- President Donald Trump says new tariffs on steel and aluminium are needed because of “large trade deficits with Mexico and Canada.”
- The US does not have a trade deficit with Canada.
- The US does have a trade deficit in goods, but it makes up for that deficit with a surplus in services.
In an early-morning tweetstorm Monday, President Donald Trump defended his decision to impose new tariffs on steel and aluminium by pointing to trade problems involving two of the US’s closest allies.
“We have large trade deficits with Mexico and Canada,” Trump said. “NAFTA, which is under renegotiation right now, has been a bad deal for U.S.A. Massive relocation of companies & jobs. Tariffs on Steel and Aluminium will only come off if new & fair NAFTA agreement is signed.”
And according to an official White House readout of Trump’s call with Canadian Prime Minister Justin Trudeau on Monday, Trump told his Canadian counterpart that the North American Free Trade Agreement “leaves the United States with a trade deficit.”

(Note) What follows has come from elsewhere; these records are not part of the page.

PR #168, opened 2018-04-16
update universal build tool article to reflect decision to use colcon

dirk-thomas:
Follow up of #115 which created the first version of the article.

This update describes the new alternative [colcon](https://github.com/colcon/), the decision process we followed as well as the decision to continue with `colcon` as the universal build tool in ROS (2).

### DIFF
--- a/articles/101_build_tool.md
+++ b/articles/101_build_tool.md
@@ -39,7 +39,7 @@ This article describes the steps to unify these build tools as well as extend th
 
 The goal of a unified build tool is to build a set of packages with a single invocation.
 It should work with ROS 1 packages as well as ROS 2 packages which provide the necessary information in their manifest files.
-It should also work with packages that do not provide manifest files themselves, given that the necessary meta information is provided externally.
+It should also work with packages that do not provide manifest files themselves, given that the necessary meta information can be inferred and/or is provided externally.
 This will allow the build tool to be utilized for non-ROS packages (e.g. Gazebo including its ignition dependencies, sdformat, etc.).
 
 In the ROS ecosystems several tools already exist which support this use case (see below).
--- a/articles/101_build_tool.md
+++ b/articles/101_build_tool.md
@@ -40,7 +40,7 @@ This article describes the steps to unify these build tools as well as extend th
 The goal of a unified build tool is to build a set of packages with a single invocation.
 It should work with ROS 1 packages as well as ROS 2 packages which provide the necessary information in their manifest files.
 It should also work with packages that do not provide manifest files themselves, given that the necessary meta information is provided externally.
-This will allow the build tool to be utilized for non-ROS packages (e.g. Gazebo including its ignition dependencies).
+This will allow the build tool to be utilized for non-ROS packages (e.g. Gazebo including its ignition dependencies, sdformat, etc.).
 
 In the ROS ecosystems several tools already exist which support this use case (see below).
 Each of the existing tools performs similar tasks and duplicates a significant amount of the logic.
@@ -381,12 +381,12 @@ For option **A)** the follow items should be considered:
 
 - Support for Python packages using a `setup.cfg` file.
 - Support for `PowerShell` to work around length limitations for environment variable on Windows.
+- Support for `Pytest` to run Python tests (instead of using `nose`).
 - Support to pass package specific argument.
-- Remove support for the *devel space* concept in ROS 1.
 - Update code base to Python 3.5+.
 - Refactor code base to reduce coupling (e.g. separate [API](https://github.com/catkin/catkin_tools/blob/2cae17f8f32b0193384d2c7734afee1c60c4add2/catkin_tools/execution/controllers.py#L183-L205) for output handling).
 - Additional functionality to build Gazebo including its dependencies.
-- Whether or not to continue supporting the *devel space*.
+- Whether or not to continue supporting the *devel space* concept in ROS 1.
 
 For option **B)** the follow items should be considered:
 
@@ -420,9 +420,9 @@ The separation of the build tool name from the supported build systems as well a
 
 The following next steps will happen before the next ROS 2 release *Bouncy*.
 
+- The ROS 2 buildfarm(s) will be updated to use `colcon` and provide devel / PR / prerelease jobs for the *Bouncy* release.
 - The instructions in the ROS 2 wiki to build from source will be updated to use `colcon` instead.
 - The `ament_tools` repository will be archived, removed from the `ros2.repos` file, and won't be released into *Bouncy*.
-- The ROS 2 buildfarm(s) will be updated to use `colcon` and provide devel / PR / prerelease jobs for the *Bouncy* release.
 
 ### Implications
 
--- a/articles/101_build_tool.md
+++ b/articles/101_build_tool.md
@@ -334,7 +334,7 @@ Both of the considered options have unique and valuable features and there are g
 Since both are written in Python either of the two tools could be "transformed" to cover the pros of the other one.
 So the two important criteria for the decision are:
 
-- the effort it takes to so (in the short term as well as in the long term) and
+- the effort it takes to do (in the short term as well as in the long term) and
 - the difference of the resulting code base after the "transformation" is completed.
 
 ### Immediate goals
--- a/articles/101_build_tool.md
+++ b/articles/101_build_tool.md
@@ -394,7 +394,7 @@ For option **B)** the follow items should be considered:
 - Support `DESTDIR`.
 - Support a feature similar to the `profile` verb of `catkin_tools`.
 
-## Decision
+## Summary and Decision
 
 Based on the above information we made the not easy decision to pick `colcon` as the universal build tool.
 
@@ -407,3 +407,26 @@ The necessary up front development effort for `catkin_tools` to achieve the goal
 While the short term advantages are certainly a main reason why we decided in favor of `colcon` they are not the only ones.
 The cleaner architecture, modularity and extensibility as well as Python 3.5 code base will be valuable long term benefits when developing this tool in the future.
 The separation of the build tool name from the supported build systems as well as the separation from being a "ROS-only" tool will hopefully also help users to understand the difference and attract new users and potential contributors.
+
+### Next steps
+
+The following next steps will happen before the next ROS 2 release *Bouncy*.
+
+- The instructions in the ROS 2 wiki to build from source will be updated to use `colcon` instead.
+- The `ament_tools` repository will be archive, removed from the `ros2.repos` file, and won't be released into *Bouncy*.
+- The ROS 2 buildfarm(s) will be updated to use `colcon` and provide devel / PR / prerelease jobs for the *Bouncy* release.
+
+### Implications
+
+The following items briefly enumerate what This means for ROS developers and users:
+
+- **No CMake code** of any ROS 2 (or ROS 1) package **needs to be changed** for this transition.
+- When building and testing ROS 2 the command `colcon build` / `colcon test` will be used instead of `ament build` / `ament test`.
+  Please see the [documentation](http://colcon.readthedocs.io/en/latest/migration/ament_tools.html) how to map `ament_tools` command line arguments to `colcon` arguments.
+- For ROS 1 nothing is changing at this point in time.
+
+### Outlook
+
+- Since `colcon` can be used to build ROS 1 early adopters can try to use it to build ROS 1 from source.
+  While there is documentation how to migrate from [catkin_make_isolated](http://colcon.readthedocs.io/en/latest/migration/catkin_make_isolated.html) and [catkin_tools](http://colcon.readthedocs.io/en/latest/migration/catkin_tools.html) `colcon` won't be the recommended build tool in ROS 1 for the foreseeable future.
+- If a test buildfarm using `colcon` proofs to deliver the exact same results as the ROS 1 buildfarm using `catkin_make_isolated` it might be changed to use `colcon` in the future to benefit from the features `colcon` provides (like non-interleaved output per package when building in parallel, per package log files, etc.).
--- a/articles/101_build_tool.md
+++ b/articles/101_build_tool.md
@@ -135,7 +135,7 @@ The latest format of the manifest file is specified in the [ROS REP 149](http://
 The main difference between `ament_cmake` and `catkin` is described in [another article](http://design.ros2.org/articles/ament.html).
 In the context of the build tool the biggest difference is that `ament_cmake` generates package-specific files to setup the environment to use the package after it has been built and installed.
 
-A package using `ament_cmake` uses the same manifest file as `catkin` (except that it format version 2 or higher).
+A package using `ament_cmake` uses the same manifest file as `catkin` (except that it requires format version 2 or higher).
 
 ### Python setuptools
 
@@ -192,7 +192,7 @@ The tool supports building CMake packages and builds them in isolation as well a
 It was developed to bootstrap the ROS 2 project, is therefore only targeting Python 3, and works on Linux, MacOS and Windows.
 In addition to CMake packages it also supports building Python packages and can infer meta information without requiring an explicit package manifest (which is e.g. used for the FastRTPS package).
 The tool performs an "isolated" build like `catkin_make_isolated` and `catkin_tools` (one CMake invocation per package) and also parallelizes the build of packages which have no (recursive) dependencies on each other (like `catkin_tools`).
-While is coveres more build systems and platforms than `catkin_tools` it doesn't have any of `catkin_tools`s usability features like profiles, output handling, etc.
+While it covers more build systems and platforms than `catkin_tools` it doesn't have any of `catkin_tools`s usability features like profiles, output handling, etc.
 
 `ament_tools` supports building the following packages:
 
--- a/articles/101_build_tool.md
+++ b/articles/101_build_tool.md
@@ -249,7 +249,7 @@ After the build a single file can be sourced / invoked to setup the environment 
 Invoking a build system for a package implies also setting up environment variables before the process, e.g. the `CMAKE_PREFIX_PATH`.
 It should be possible for developers to manually invoke the build system for one package.
 The environment variable might be partially different from the environment variables necessary to use a package after it has been built.
-To make that convenient the tool should provide an easy to use mechanism to setup the development environment necessary to manually invoke the build system.
+To make that convenient the tool should provide an easy-to-use mechanism to setup the development environment necessary to manually invoke the build system.
 
 ### Beyond Building
 
@@ -327,7 +327,7 @@ B.  Use `colcon` as a starting point
 
 If this topic would have been addressed earlier some of the duplicate effort could have likely been avoided.
 When the work towards a universal build tool was suspended over a year ago it was a conscious decision based on available resources.
-Nevertheless move forward with a decision now will at least avoid further uncertainty and duplication.
+Nevertheless moving forward with a decision now will at least avoid further uncertainty and effort duplication.
 
 Both of the considered options have unique and valuable features and there are good arguments to build our future development on either of the two tools.
 Since both are written in Python either of the two tools could be "transformed" to cover the pros of the other one.
@@ -426,7 +426,7 @@ The following next steps will happen before the next ROS 2 release *Bouncy*.
 
 ### Implications
 
-The following items briefly enumerate what This means for ROS developers and users:
+The following items briefly enumerate what this decision means for ROS developers and users:
 
 - **No CMake code** of any ROS 2 (or ROS 1) package **needs to be changed** for this transition.
 - When building and testing ROS 2 the command `colcon build` / `colcon test` will be used instead of `ament build` / `ament test`.
--- a/articles/101_build_tool.md
+++ b/articles/101_build_tool.md
@@ -346,7 +346,7 @@ For the last ROS 2 release *Ardent* the buildfarm [build.ros.org](http://build.r
 Neither *devel* jobs or *pull request* jobs are available nor is it supported to build a local *prerelease*.
 For the coming ROS 2 release *Bouncy* these job types should be available to support maintainers.
 
-In ROS 2 *Bouncy* the universal build tool will be the only supported option and `ament_tools` will be archived.
+In ROS 2 *Bouncy* the universal build tool will be the recommended option.
 
 #### Necessary work
 
@@ -422,7 +422,8 @@ The following next steps will happen before the next ROS 2 release *Bouncy*.
 
 - The ROS 2 buildfarm(s) will be updated to use `colcon` and provide devel / PR / prerelease jobs for the *Bouncy* release.
 - The instructions in the ROS 2 wiki to build from source will be updated to use `colcon` instead.
-- The `ament_tools` repository will be archived, removed from the `ros2.repos` file, and won't be released into *Bouncy*.
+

But the US does not have a trade deficit with Canada.
According to the US Trade Representative, the US actually maintained a $US12.5 billion trade surplus with Canada in 2016, the most recent data available.

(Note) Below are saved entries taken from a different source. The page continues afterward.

PR #169, opened 2018-04-18
Wjwwood/build tool colcon

wjwwood:
Request and recommended changes.

### DIFF
--- a/articles/101_build_tool.md
+++ b/articles/101_build_tool.md
@@ -233,7 +233,7 @@ It is up to the implementation to decide if it only supports the standard CMake 
 
 In ROS 2 the concept of the *devel space* has intentionally been removed.
 In the future it might be feasible to provide the concept of *symlinked installs* in ROS 1 to provide a similar benefit without the downsides.
-Therefore not supporting this concept in the universal build tool is considered a viable path forward.
+However, this design document will assume that the *devel space* will remain in ROS 1.
 
 #### Build ROS 2 workspaces
 
@@ -387,6 +387,7 @@ For option **A)** the follow items should be considered:
 - Update code base to Python 3.5+.
 - Refactor code base to reduce coupling (e.g. separate [API](https://github.com/catkin/catkin_tools/blob/2cae17f8f32b0193384d2c7734afee1c60c4add2/catkin_tools/execution/controllers.py#L183-L205) for output handling).
 - Additional functionality to build Gazebo including its dependencies.
+- Whether or not to continue supporting the *devel space*.
 
 For option **B)** the follow items should be considered:
 
@@ -433,6 +434,10 @@ The following items briefly enumerate what This means for ROS developers and use
 - When building and testing ROS 2 the command `colcon build` / `colcon test` will be used instead of `ament build` / `ament test`.
   Please see the [documentation](http://colcon.readthedocs.io/en/latest/migration/ament_tools.html) how to map `ament_tools` command line arguments to `colcon` arguments.
 - For ROS 1 nothing is changing at this point in time.
+- In the future `colcon` will replace `catkin_make_isolated` and `catkin_make` as the recommended build tool for ROS 1.
+  - `colcon` will not support the *devel space* and will require packages to have install rules
+  - `catkin` will likely still support the *devel space*, though it might be removed at some point (that has not been decided yet)
+  - Therefore, it is possible that the default build tool for ROS 1 may not support the *devel space*, though legacy tools will continue to support it.
 
 ### Outlook
 
--- a/articles/101_build_tool.md
+++ b/articles/101_build_tool.md
@@ -233,7 +233,6 @@ It is up to the implementation to decide if it only supports the standard CMake 
 
 In ROS 2 the concept of the *devel space* has intentionally been removed.
 In the future it might be feasible to provide the concept of *symlinked installs* in ROS 1 to provide a similar benefit without the downsides.
-However, this design document will assume that the *devel space* will remain in ROS 1.
 
 #### Build ROS 2 workspaces
 
--- a/articles/101_build_tool.md
+++ b/articles/101_build_tool.md
@@ -347,7 +347,7 @@ For the last ROS 2 release *Ardent* the buildfarm [build.ros.org](http://build.r
 Neither *devel* jobs or *pull request* jobs are available nor is it supported to build a local *prerelease*.
 For the coming ROS 2 release *Bouncy* these job types should be available to support maintainers.
 
-In ROS 2 *Bouncy* the univeral build tool will be the only supported option and `ament_tools` will be archived.
+In ROS 2 *Bouncy* the universal build tool will be the only supported option and `ament_tools` will be archived.
 
 #### Necessary work
 
--- a/articles/101_build_tool.md
+++ b/articles/101_build_tool.md
@@ -365,7 +365,7 @@ For option **A)** the follow items would need to be addressed:
 - Support for Windows using `.bat` files.
 - Support for the package manifest format version 3.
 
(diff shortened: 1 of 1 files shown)


articles/101_build_tool.md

The US did run a goods deficit of $US12.1 billion, but it made up for it with a $US24.6 billion surplus in services trade, such as intellectual property and travel.
Even looking strictly at goods, the deficit is not large compared with years past. Commerce Department data shows that the 2016 deficit was the smallest since 1993 and well down from a peak of $US78.5 billion in 2005.
But the goods deficits are more than made up by the service surplus. In fact, Canada’s ambassador to the US even corrected Trump when the president made the same claim in December – citing US data.
“To all our American friends: ‘U.S. goods and services trade surplus with Canada was $US12.5 billion in 2016.’ Source: Office of the United States Trade Representative,” Ambassador David MacNaughton tweeted.